I want to start today’s discussion by updating our current view on world stock markets as well as the potential catalyst we think might play the most important roll in the coming crash.

Then we‘ll talk a little bit about the nature of important market turning points and how we manage our own emotions during periods of “high emotion.”

The BAM Model is currently predicting a stock market crash of approximately 22% during the month of October.  Unfortunately, after the initial crash, we’re also expecting several mini-crashes during the coming months as the SPX moves back down toward our long-standing target at the SPX 529 level.


Why are we sharing this information with non paying subscribers?

Simple.  We want to help people.

We also know that once we save/make you money that you’ll become a life-long enthusiast of behavioral analysis and a paying subscriber to one of our BAM Investor products.

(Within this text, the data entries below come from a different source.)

PR #166, opened 2019-09-05
Remove nodepools from addClusterV5 request body

marians:
Towards https://github.com/giantswarm/giantswarm/issues/5465

As detailed in https://github.com/giantswarm/giantswarm/issues/5465#issuecomment-528360513 we decided to simplify v5 cluster creation, removing the possibility to define node pools in the same request.


marians:
Ping @tuommaki - This needs your eyeballs

PR #167, opened 2019-09-14
Add minimum cpu and memory sizes to info endpoint.

oponder:
I've introduced a way to validate minimum CPU Core and Memory values on KVM installations. 

It would be nice to expose this information so that our clients can also act on it and set sensible starting values.

see: https://github.com/giantswarm/api/pull/855
see: https://github.com/giantswarm/installations/pull/887


oponder:
Closing, this is old and we don't wanna add new things to the API.

The clients will have to get this information in a different way, from the control plane, somehow.

PR #169, opened 2019-09-27
Add availability zone names to info endpoint response

marians:
Towards https://github.com/giantswarm/giantswarm/issues/7105

This PR adds the capability to let the info endpoint (`GET /v4/info/`) inform about the distinct availability zone names usable in a region.

### DIFF
--- a/spec/definitions.yaml
+++ b/spec/definitions.yaml
@@ -91,7 +91,7 @@ definitions:
                 type: integer
               zones:
                 type: array
-                description: The distinct availability zones available in the installation's region.
+                description: The availability zones available for in the installation's region for use with tenant clusters.
                 items:
                   type: string
       features:
--- a/spec/definitions.yaml
+++ b/spec/definitions.yaml
@@ -91,7 +91,7 @@ definitions:
                 type: integer
               zones:
                 type: array
-                description: The availability zones available for in the installation's region for use with tenant clusters.
+                description: The availability zones available in the installation's region for use with tenant clusters.
                 items:
                   type: string
       features:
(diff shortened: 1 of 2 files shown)


spec/definitions.yaml
```diff
@@ -89,6 +89,11 @@ definitions:
               default:
                 description: Default number of availability zones for a cluster.
                 type: integer
+              zones:
+                type: array
+                description: The distinct availability zones available in the installation's region.
```
oponder: Is 'distinct' a necessary word here?

marians: Don't know. Calling some native speakers. @rossf7 @JosephSalisbury @tfussell Does it sound better without?

tuommaki:
```suggestion
                description: Availability zone options for tenant cluster.
```
How about this? I'd maybe drop the `installation` from there since it's actually for the tenant cluster and I can imagine that in some corner case we could even restrict by certain BYOC account. I don't know - in all cases it still applies to tenant cluster account, not the g8s control plane / installation, so that's why I'm slightly picky here.

marians: Changing to `The availability zones available for in the installation's region for use with tenant clusters.`

marians:
@tuommaki PTAL

spec/definitions.yaml
tuommaki: Maybe zap first `for`, but otherwise I'm good with that.

spec/definitions.yaml
```diff
@@ -89,6 +89,11 @@ definitions:
               default:
                 description: Default number of availability zones for a cluster.
                 type: integer
+              zones:
+                type: array
+                description: The availability zones available for in the installation's region for use with tenant clusters.
```
tuommaki:
```suggestion
                description: The availability zones available in the installation's region for use with tenant clusters.
```

PR #172, opened 2019-10-23
Add NOT_SUPPORTED error code

marians:
This adds a new code to be used e. g. if the given operation is not supported on a certain provider.


details/RESPONSE_CODES.md
```diff
@@ -15,3 +15,4 @@ Error messages and standard responses, like after creation of a resource, contai
 - `UNKNOWN_ATTRIBUTE`: Indicates the provided data structure contains unexpected fields.
 - `INVALID_INPUT`: Indicates that the user provided input that is not valid in some way.
 - `UNKNOWN_ERROR`: Indicates something went wrong in unpredictable ways.
+- `NOT_SUPPORTED`: This code is used for an API operation that is implemented in general, but not supported in the current installation for some reason. The reason should be detailed in the `message` part.
```
MarcelMue: Hold on: why is the description so different from the other codes?
Can we use the `Indicates bla` kind of thing?

marians: I tried, but found that it would be bad english.

PR #181, opened 2019-11-06
Add an endpoint for notifying us of clientside exceptions.

oponder:
This goes towards https://github.com/giantswarm/giantswarm/issues/6715.

We want to be notified when an error occurs in Happa (and perhaps gsctl too) and not having to wait until a client tells us about it.


spec/spec.yaml
```diff
@@ -3071,3 +3071,38 @@ paths:
           description: error
           schema:
             $ref: "./definitions.yaml#/definitions/V4GenericResponse"
+
+  /v5/exception-notifications/:
+    post:
+      operationId: createExceptionNotification
+      x-internal: true
+      tags:
+        - exception notification
```
marians: This tag has to be defined in the `tags` section. And it should be plural.
```suggestion
        - exception notifications
```

spec/spec.yaml
```diff
@@ -3071,3 +3071,38 @@ paths:
...
+      summary: Notifies Giant Swarm that an error has occured in one of our clients.
+      description: |
+        This endpoint is used to notify Giant Swarm that an error has occured in one of our clients (Like our Web UI or gsctl). It is not intended to be called manually, our clients are configured to report errors when they occur.
```
marians:
```suggestion
        This endpoint is used to notify Giant Swarm that an error has occured in one of our clients (like our Web UI or gsctl). It is not intended to be called manually, our clients are configured to report errors when they occur.
```

spec/spec.yaml
```diff
@@ -3071,3 +3071,38 @@ paths:
...
+
+        Find us in your slack support channel if you want to contact us about any immediate issues.
```
marians:
```suggestion
        Find us in your Slack support channel if you want to contact us about any immediate issues.
```

spec/spec.yaml
```diff
@@ -3071,3 +3071,38 @@ paths:
...
+        "200":
+          description: Exception notification created
+          schema:
+            $ref: "./definitions.yaml#/definitions/V4GenericResponse"
+          examples:
+            application/json:
+              {
+                "code": "RESOURCE_CREATED",
+                "message": "An exception notification has been sent to Giant Swarm."
+              }
```
marians: Please also add a `default` response description. This is requited to catch all other response codes, like 500.

oponder:
re-ping @marians, fishing for approval from someone. expanding reviewrs to @giantswarm/sig-front-end  and @giantswarm/team-batman

spec/spec.yaml
```diff
@@ -3071,3 +3074,42 @@ paths:
           description: error
           schema:
             $ref: "./definitions.yaml#/definitions/V4GenericResponse"
+
+  /v5/exception-notifications/:
+    post:
+      operationId: createExceptionNotification
```
marians: just noticed: In the operationId we use the verb `add` in cases like `addCluster`. Maybe align this here? (Might be that we are using `create` in some cases, too)

oponder: yeah we have `create` and `add` used without any specific rule. I'll change this to `add` here though while we can.

PR #183, opened 2019-11-06
Set more schema details

marians:
This experimental PR adds some schema specification where details were undefined so far, with the goal to improve automated mocking.

### List of changes

- In `V4ReleaseListItem` set field `active` as required
- in `V4InfoResponse` change type of `workers.count_per_cluster.max` and `workers.count_per_cluster.default` from `number` to `integer`. `number` is not wrong, but `integer` is more precise.
- add `format: byte` to string fields containing base64 data
- add `format: dateTime` to all string field which contain date/time values
- add `format: float` to fields of type `number`
- set `format: semver` to fields holding semantic version numbers
- set `minimum` and `maximum` where possible on integer fields
- set `minItems` and `maxItems` where possible on array fields
- set `minLength` and `maxLength` to string fields where it's actually known 
- set `pattern` to some string fields that allow it

### DIFF
--- a/spec/definitions.yaml
+++ b/spec/definitions.yaml
@@ -347,6 +347,9 @@ definitions:
                   description: |
                     The protocol this port mapping is made for.
                   type: string
+                  oneOf:
+                    - http
+                    - https
 
   # Definition of a v4 cluster node
   V4NodeDefinition:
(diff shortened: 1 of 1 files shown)


oponder:
I'll put this back into the backlog ok! instead of in progress.

marians:
Not pursuing this

PR #2145, opened 2019-05-29
Separate implementations of AMAX and IAMAX on arm

martin-frbg:
As noted in #1912 and comment on #2142, the combined implementation happens to "do the right thing" on hardfp, but cannot return both value and index on softfp where they would have to share the return register

### DIFF
--- a/kernel/arm/KERNEL.ARMV6
+++ b/kernel/arm/KERNEL.ARMV6
@@ -1,20 +1,20 @@
 include $(KERNELDIR)/KERNEL.ARMV5
 
-SAMAXKERNEL  = iamax_vfp.S
-DAMAXKERNEL  = iamax_vfp.S
-CAMAXKERNEL  = iamax_vfp.S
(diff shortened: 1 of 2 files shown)


ashwinyes:
The implementation amax_vfp.S will not work for double precision or complex cases (both double and single).

martin-frbg:
Right, so far this is only an attempt to fix SAMAX for #1912 without breaking ISAMAX. So how would I handle double precision, would a single "vmov r0  r1 d0" be sufficient ? (I have even less of an idea how to handle the complex case, on my own I would probably drop them back to their generic C implementations)

ashwinyes:
For Double, see nrm2_vfp.S. "vmov r0, r1, d0" should be enough.

For Complex case, it would be better to write a file name izamax_vfp.S. For now move back to generic C implementation.

martin-frbg:
Thank you - that is actually where  I got the idea from. It will still be some time until I manage to write any meaningful assembly from scratch.

PR #2148, opened 2019-06-01
Thread safety tester using C++11 threading (cleaned history)

TiborGY:
As far as I could tell, there was no test that really tested the thread safety of the library, with many concurrent BLAS/LAPACK calls.
This small C++ program aims to remedy that. It uses C++11 threading to launch a configurably large number of simultaneous calculations on random matrices. All threads are given a copy of the same inputs, and after all threads are done, the results are compared and an error is shown if any of the threads return a different result. This process is repeated a configurably large number of times to try and catch quasi-random failures.

No LAPACK calls yet.
The test requires a considerable amount of RAM (~1300 MiB), so it is not enabled by default.
Using 512*512 matrices was not enough to reliably trigger thread safety problems.

Launching threads sequentially has a significant chance of giving a false negative. If an OMP parallel for construct is used to launch the concurrent calculations, then all threads start almost exactly at the same time, thus they have the highest chance of clashing.

A C++11 compiler and an OpenMP implementation needs to be present for this test to work, and CBLAS needs to be built.

closes #2025

### DIFF
--- a/Makefile
+++ b/Makefile
@@ -34,7 +34,7 @@ endif
 
 LAPACK_NOOPT := $(filter-out -O0 -O1 -O2 -O3 -Ofast,$(LAPACK_FFLAGS))
 
-SUBDIRS_ALL = $(SUBDIRS) test ctest utest exports benchmark ../laswp ../bench
+SUBDIRS_ALL = $(SUBDIRS) test ctest utest exports benchmark ../laswp ../bench cpp_thread_test
 
 .PHONY : all libs netlib $(RELA) test ctest shared install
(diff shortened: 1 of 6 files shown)


brada4:
There are openmp implementations not based on pthreads, like iomp, or windows.

TiborGY:
> 
> 
> There are openmp implementations not based on pthreads, like iomp, or windows.

OK. Does that impact this PR?

brada4:
Yes, you are pulling pthread along omp, just decide which one is 'c++ threading' in your interpretation, because it is not anything of std::

TiborGY:
C++ threading in this case refers to std::async
I am not using pthread directly at all

PR #2162, opened 2019-06-13
Fixes for PGI compiler

martin-frbg:
fixes compile failure with pgi 18.10 as reported on OpenBLAS-users

### DIFF
--- a/Makefile.x86_64
+++ b/Makefile.x86_64
@@ -31,7 +31,7 @@ ifndef NO_AVX2
 ifeq ($(C_COMPILER), GCC)
 CCOMMON_OPT += -mavx2
 endif
-ifeq $(F_COMPILER), GFORTRAN)
+ifeq ($(F_COMPILER), GFORTRAN)
 FCOMMON_OPT += -mavx2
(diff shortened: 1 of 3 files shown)


Makefile.x86_64
```diff
@@ -28,11 +28,15 @@ endif
 ifeq ($(CORE), HASWELL)
 ifndef DYNAMIC_ARCH
 ifndef NO_AVX2
+ifeq ($(C_COMPILER), GCC)
 CCOMMON_OPT += -mavx2
+endif
+ifeq $(F_COMPILER), GFORTRAN)
```
tylerjereddy: I was a bit curious why CI was only failing for manylinux1, but it looks like it is just a missing opening bracket here maybe?

Perhaps only observed on manylinux1 because of the crude CI build code I wrote there, but maybe that's useful for this kind of detection anyway.

martin-frbg: Most likely it is just an older version of `make` with a different parser. But it is certainly good to have such a variety of systems available for CI.

PR #2170, opened 2019-06-28
Fix build on PPC970 for FreeBSD

pkubaj:
PPC970 on FreeBSD needs those macros too.

You could consider testing PPC970 on Linux to simplify this if:
`#if defined(POWER3) || defined(POWER6) || defined(PPCG4) || defined(CELL) || defined(POWER8) || defined(POWER9) || ( defined(PPC970) && ( defined(OS_DARWIN) || defined(OS_FREEBSD) ) )`


martin-frbg:
-Thanks.That ifdef does not look any worse than some of the x86_64 ones...

PR #2179, opened 2019-07-08
[WIP] Separate dgemv thread safety test

TiborGY:
The DGEMM thread safety test is a bit difficult to run due to its memory requirement.
Having a separate switch would allow running the much less demanding DGEMV test only.
This might allow thread safety testing to be enabled in one of the CI builds.


brada4:
Actually there was an idea of casting gemm special case to gemv, or you suspect some regression in this idea?

martin-frbg:
addressed in #2841

TiborGY:
Thanks Martin, I never got around to investing more work into OpenBLAS, but hopefully eventually I will.

Issue #2180, opened 2019-07-08
Test and tune for Zen 2


TiborGY:
Zen 2 is now released, bringing a number of improvements to the table.
Most notably, it now has 256 wide AVX units. This should in theory allow performance parity with Haswell-Coffee Lake CPUs, and initial results suggest this is true (at least for single thread).
https://i.imgur.com/sFhxPrW.png

The chips also have double the L3 cache, and a generally reworked cache hierarchy. One thing to note, is that these chips do not have enough TLB cache to cover all of L2 and L3, so hugepages might be a little more important.

I might be able to get my hands on a Zen 2 system in ~1-2 months.

brada4:
It is not L3 cache per core or NUMA domain, it is per socket, like 1-2MB per core, in place of haswell's 2.5MB
Smaller than zen1 L1d actually matches that of haswell....
Probably neither is considered even with zen1, just that some lengthy discussions how to work around BIOS with broken NUMA support.

TiborGY:
> 
> 
> It is not L3 cache per core or NUMA domain, it is per socket, like 1-2MB per core, in place of haswell's 2.5MB

I have no idea what you are talking about. The 3700X has 8 cores and a total of 32 MiB of L3. Internally each cluster of 4 cores share their L3, so its more like 2*16MiB of L3. That still works out to 4 MiB of L3 per core. No idea where you are getting the 1-2 MiB from.

L3 cache is not shared between the 4 core core complexes (CCXs), not even within the same die.

wjc404:
@TiborGY I also found tuning of kernel is required for zen2. I tested single-thread dgemm performance of OpenBLAS(target=Haswell) on a Ryzen 7 3700X at 3.0GHz fixed clock, got ~33GFLOPS, which was far behind the theoretical maximum (48GFLOPS at 3.0GHz). By the way I also tested [my dgemm subroutine](https://github.com/wjc404/DGEMM_AVX2) and got a speed of ~44GFLOPS.

wjc404:
![AIDA64_Cache_Mem_Test_R7-3700X](https://user-images.githubusercontent.com/52632443/61184159-01a19400-a67d-11e9-82ac-34f14c016816.png)
The speed of L3 in r7-3700X is fast, but the memory latency is still a problem.
I think the enhanced size of L3 allows larger blocks from matrix B to be packed, thus reducing the bandwidth requirement for accessing matrix A and C, eliminating the problem of slow memory access.

[...]

Issue #1459, opened 2018-02-13
make error


akshay-1993:
C:\Python27\OpenBLAS>make install
process_begin: CreateProcess(NULL, uname -s, ...) failed.
process_begin: CreateProcess(NULL, gcc -DGEMM_MULTITHREAD_THRESHOLD=4 -DNO_PARALLEL_MAKE=0 -o getarch getarch.c cpuid.S, ...) failed.
make (e=2): The system cannot find the file specified.
make: *** [getarch] Error 2
Makefile.system:171: Makefile.conf: No such file or directory
Makefile.:2: Makefile.system: Too many open files
Makefile.:90: warning: overriding commands for target `shared'
Makefile.:90: warning: ignoring old commands for target `shared'
Makefile.:116: warning: overriding commands for target `tests'
Makefile.:116: warning: ignoring old commands for target `tests'
Makefile.:138: warning: overriding commands for target `libs'
Makefile.:138: warning: ignoring old commands for target `libs'
Makefile.:169: warning: overriding commands for target `prof_blas'
Makefile.:169: warning: ignoring old commands for target `prof_blas'
Makefile.:180: warning: overriding commands for target `blas'
Makefile.:180: warning: ignoring old commands for target `blas'
Makefile.:188: warning: overriding commands for target `hpl'
Makefile.:188: warning: ignoring old commands for target `hpl'
Makefile.:202: warning: overriding commands for target `hpl_p'
Makefile.:202: warning: ignoring old commands for target `hpl_p'
Makefile.:215: warning: overriding commands for target `netlib'
Makefile.:215: warning: ignoring old commands for target `netlib'
Makefile.:228: warning: overriding commands for target `re_lapack'
Makefile.:228: warning: ignoring old commands for target `re_lapack'
Makefile.:232: warning: overriding commands for target `prof_lapack'
Makefile.:232: warning: ignoring old commands for target `prof_lapack'
Makefile.:236: warning: overriding commands for target `lapack_prebuild'
Makefile.:236: warning: ignoring old commands for target `lapack_prebuild'
Makefile.:279: warning: overriding commands for target `large.tgz'
Makefile.:279: warning: ignoring old commands for target `large.tgz'
Makefile.:286: warning: overriding commands for target `timing.tgz'
Makefile.:286: warning: ignoring old commands for target `timing.tgz'
Makefile.:293: warning: overriding commands for target `lapack-timing'
Makefile.:293: warning: ignoring old commands for target `lapack-timing'
[...]

Issue #1018, opened 2016-11-22
Can't compile openblas


WenqiangJiang:
getarch_2nd.c: In function ‘main’:
getarch_2nd.c:12:35: error: ‘SGEMM_DEFAULT_UNROLL_M’ undeclared (first use in this function)
     printf("SGEMM_UNROLL_M=%d\n", SGEMM_DEFAULT_UNROLL_M);
                                   ^
getarch_2nd.c:12:35: note: each undeclared identifier is reported only once for each function it appears in
getarch_2nd.c:13:35: error: ‘SGEMM_DEFAULT_UNROLL_N’ undeclared (first use in this function)
     printf("SGEMM_UNROLL_N=%d\n", SGEMM_DEFAULT_UNROLL_N);
                                   ^
getarch_2nd.c:14:35: error: ‘DGEMM_DEFAULT_UNROLL_M’ undeclared (first use in this function)
     printf("DGEMM_UNROLL_M=%d\n", DGEMM_DEFAULT_UNROLL_M);
                                   ^
getarch_2nd.c:15:35: error: ‘DGEMM_DEFAULT_UNROLL_N’ undeclared (first use in this function)
     printf("DGEMM_UNROLL_N=%d\n", DGEMM_DEFAULT_UNROLL_N);
                                   ^
getarch_2nd.c:19:35: error: ‘CGEMM_DEFAULT_UNROLL_M’ undeclared (first use in this function)
     printf("CGEMM_UNROLL_M=%d\n", CGEMM_DEFAULT_UNROLL_M);
                                   ^
getarch_2nd.c:20:35: error: ‘CGEMM_DEFAULT_UNROLL_N’ undeclared (first use in this function)
     printf("CGEMM_UNROLL_N=%d\n", CGEMM_DEFAULT_UNROLL_N);
                                   ^
getarch_2nd.c:21:35: error: ‘ZGEMM_DEFAULT_UNROLL_M’ undeclared (first use in this function)
     printf("ZGEMM_UNROLL_M=%d\n", ZGEMM_DEFAULT_UNROLL_M);
                                   ^
getarch_2nd.c:22:35: error: ‘ZGEMM_DEFAULT_UNROLL_N’ undeclared (first use in this function)
     printf("ZGEMM_UNROLL_N=%d\n", ZGEMM_DEFAULT_UNROLL_N);
                                   ^
[...]

PR #2186, opened 2019-07-16
Update "dgemm_kernel_4x8_haswell.S" for improving performance on zen2 chips

wjc404:
I tested dgemm performance of OpenBLAS previously on a ryzen 7 3700X cpu (see my comment on issue #2180) and got only 70% theoretical performance, in contrast to 90% on i9-9900K. 
Through controlled modification of kernel codes, I found the performance loss was mainly due to the high latency and low throughput of vpermpd instruction on zen2 (see the comments on issue #2180 for details). 
As a result I replaced most vpermpd instructions in the file "dgemm_kernel_4x8_haswell.S", with much cheaper instructions like vpermilpd and vperm2f128.
After the modification of "dgemm_kernel_4x8_haswell.S" and recompilation, the single-thread performance of dgemm on r7-3700x (turbo boost disabled, 3.6 GHz) improved substantially, from 40-41 GFLOPS to 51-52 GFLOPS (90% theoretical), without loss of the quality of results (test program and terminal outputs are in the attachment).
[test_results.zip](https://github.com/xianyi/OpenBLAS/files/3398291/test_results.zip)

### DIFF
--- a/kernel/x86_64/dgemm_kernel_4x8_haswell.S
+++ b/kernel/x86_64/dgemm_kernel_4x8_haswell.S
@@ -292,8 +292,8 @@ USE OF THIS SOFTWARE, EVEN IF ADVISED OF THE POSSIBILITY OF SUCH DAMAGE.
 	vblendpd $ 0x0a, %ymm7, %ymm6, %ymm2
 	vblendpd $ 0x05, %ymm7, %ymm6, %ymm3
 
-	vperm2f128 $ 0x01 , %ymm2, %ymm2
-	vperm2f128 $ 0x01 , %ymm3, %ymm3
+	vperm2f128 $ 0x01 , %ymm2, %ymm2 , %ymm2
+	vperm2f128 $ 0x01 , %ymm3, %ymm3 , %ymm3
 
 	vblendpd $ 0x03, %ymm0, %ymm2 , %ymm4
 	vblendpd $ 0x03, %ymm1, %ymm3 , %ymm5
@@ -330,8 +330,8 @@ USE OF THIS SOFTWARE, EVEN IF ADVISED OF THE POSSIBILITY OF SUCH DAMAGE.
 	vblendpd $ 0x0a, %ymm11, %ymm10, %ymm2
 	vblendpd $ 0x05, %ymm11, %ymm10, %ymm3
 
-	vperm2f128 $ 0x01 , %ymm2, %ymm2
-	vperm2f128 $ 0x01 , %ymm3, %ymm3
+	vperm2f128 $ 0x01 , %ymm2, %ymm2 , %ymm2
+	vperm2f128 $ 0x01 , %ymm3, %ymm3 , %ymm3
 
 	vblendpd $ 0x03, %ymm0, %ymm2 , %ymm4
 	vblendpd $ 0x03, %ymm1, %ymm3 , %ymm5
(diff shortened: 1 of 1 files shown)


wjc404:
The performance on i9-9900K (1 thread, 4.4 GHz) slightly improved after this update.
Screenshot from 2019-07-17 16-36-32

martin-frbg:
Thank you - unfortunately I did not get around to running any benchmarks on my hardware yet, but this looks great. (And if necessary at any time, it would be no problem to create Zen-specific kernels - the TARGET is already there with few differences in the parameters, it just happens to reuse Haswell kernels for now.)

wjc404:
In addition, I modified some prefetcht0 instructions in the dgemm kernel code to reduce LLC misses, observed an additional 0.4GFLOPS improvement on 9900K (1thread) after this change.

wjc404:
Adjusting the value of macro B_PRI can further reduce L1D cache misses (CYCLES_STALL_L1D_MISS decreased by 20-30Mcyc/s on 9900K as indicated by linux perf).

martin-frbg:
Pity there is no documentation why the original values were chosen (though it could be as simple as something copied from an earlier generation cpu kernel)

wjc404:
Some prefetcht0 instructions were added to the macro SAVE4x12 to prefetch the head part of b block matrix buffer as the access to the buffer will jump to its head (hardware prefetcher may not be cleaver enough to predict that) after SAVE4x12 completes. The single-thread speed improved by 0.2-0.3GFLOPS after the change.

wjc404:
The prefetch code dealing with elements of matrix C was further optimized, gained another 0.2GFLOPS improvement.

TiborGY:
> 
> 
> In addition, I modified some prefetcht0 instructions in the dgemm kernel code to reduce LLC misses, observed an additional 0.4GFLOPS improvement on 9900K (1thread) after this change.

Have you tested the impact of this change on Zen2?

wjc404:
After those optimizations of prefetch , the performance on zen2 increased by 0.5 GFLOPS (1 thread).

TiborGY:
Sounds great, thank you for your contribution!

stevenwong:
Sorry don't mean to hijack this thread. How did you get it to compile?

I'm following instructions in (https://github.com/xianyi/OpenBLAS/wiki/How-to-use-OpenBLAS-in-Microsoft-Visual-Studio), on Ryzen 3700x and I get the following error:

```
  C:\Users\Steven\Documents\OpenBLAS\getarch_2nd.c(12,35): error: use of
  undeclared identifier 'SGEMM_DEFAULT_UNROLL_M'

      printf("SGEMM_UNROLL_M=%d\n", SGEMM_DEFAULT_UNROLL_M);
                                    ^

  C:\Users\Steven\Documents\OpenBLAS\getarch_2nd.c(13,35): error: use of
  undeclared identifier 'SGEMM_DEFAULT_UNROLL_N'

      printf("SGEMM_UNROLL_N=%d\n", SGEMM_DEFAULT_UNROLL_N);
                                    ^
```
After a bit of googling, this error seems to be related to new CPUs #1018

[Edit] I'm building off a git checkout of v0.3.6

[Edit 2] Ok found `TargetList.txt`, seems like I need to set `TARGET=ZEN`

[Edit 3] Nevermind, looks like it's in the works  Commit 0ba29fd2625dfe405a08005a22d0fa21293cc16c

martin-frbg:
@stevenwong I think 0.3.6 should be able to autodetect your cpu (family 15, extended family 8, model 1 or 8 for any generation ZEN if https://en.wikichip.org/wiki/amd/cpuid is to be trusted). Possibly something went wrong with the cpuid call in getarch, which variant of the build methods described on the wiki page did you use ?

stevenwong:
@martin-frbg Method 1 Native (MSVC) ABI, WIndows 10 and VC++ 2015 build tools.

[Edit]
Ok, following the instructions in #1459 and removing config.h in the root directory fixed it.
[\Edit]

Rather than building it in miniconda/base, I've created an empty environment in my regular Anaconda install and done everything in there. I've added the environment to `LIB` and `CPATH`.

Actually, the output suggest there may have been an issue with the compiler. Output and error logs here:

https://gist.github.com/stevenwong/56fbd1fe33ebc6f58e301b4602c07bea
https://gist.github.com/stevenwong/4ba1f89c6d86b3bc9a03e5df44441c29

martin-frbg:
The logs look normal, just that cmake is trying different option dialects to identify the compiler and assembler before it even starts to process the OpenBLAS files. I wonder where the config.h in your root directory came from ?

The current stock market TOP (as all important turning points) has generated a lot of questions from followers, most of which are fairly typical.  The questions range from earnings related to more pointed insults–telling us things I can’t repeat here–but the main take-away is to understand that these are normal reactions, all of which we’ve witnessed before at major turning points.

This crash, as all crashes, will be based on a surprise factor and for that reason, it’s more difficult to answer questions based on fundamentals than it is to simply say that our model has been very accurate in forecasting both market melt-ups–like the ones we identified in wheat, gold and crude oil– as well as crashes–like the ones we forecast in the stock market and crude oil during 2008.

Our model is a little mysterious (even to us) in that we’re never sure what the catalyst might be for a big market move.

All we can be certain of is that our model is calling for the move and that, historically, the model has made many unexpected market calls that were very profitable.  In other words, we listen to the model even if we can’t figure out the reason it’s telling us what it’s telling us and we NEVER attempt to outsmart the model.

We’ve been fairly accurate over the years in analyzing intra-market relationship as a method for focusing on the most likely catalysts for large market moves.  In other words, if one market moves rapidly is it likely to create a fast-market move in another market.

The current crash, assuming it follows our script here, will most likely be tied to the fact that so many large funds have placed trades originating through a US Dollar-based Carry Trade.

What that implies, is that once the US dollar Index starts to rally sharply–and we think that will occur this week–the simple “mechanical” unwinding of these trades will be sufficient to cause bull markets to collapse while simultaneously causing bear markets to sky-rocket.  By “mechanical” we simply mean that market participants need not want to buy or sell for fundamental or personal preference reasons, they’ll eventually be forced to buy or sell during the unwinding phase.

Simply stated, we believe the pressure being applied to large hedge fund operators to generate market-beating results, has placed world markets in a precarious position of trading off the exact same catalyst which in turn creates a situation whereby markets– no matter how apparently diverse– are in reality joined at the hip.

Please remember that it’s typical for BAM Model followers to feel “wrong” at major turning points, after all most other services rely on trend following techniques as opposed to the market timing and contrarian investing discipline that our model forces us to follow.

Believe me, it’s difficult for even the most seasoned hedge fund operators to follow our work blindly so we certainly expect individuals to severely doubt us at important turning points.   But if you stick with us long enough, your comfort level will increase with each correct market timing call the model makes.

As a rule, if you’re uncomfortable to the point of losing sleep or thinking about our forecasts too much during the day, you’re probably gambling as opposed to investing.  Traders and speculators may wish to gamble in a controlled manner but it’s never a good ideas for investors.

Also please remember that what we do here on this site is intended to simply provide a “peek behind the curtain” with respect to our own personal portfolio positions as well as the positions we’re sharing with institutional investors and hedge funds.

If you follow any of what we’re doing here on this site, please be aware that you’re doing so at your own risk.  JG Savoldi, his family members and friends, are involved in trading ideas and portfolio positions mentioned on this website.  In other words, we’re walking the talk here with respect to the BAM Model.

Thank you again for your interest in the BAM Model.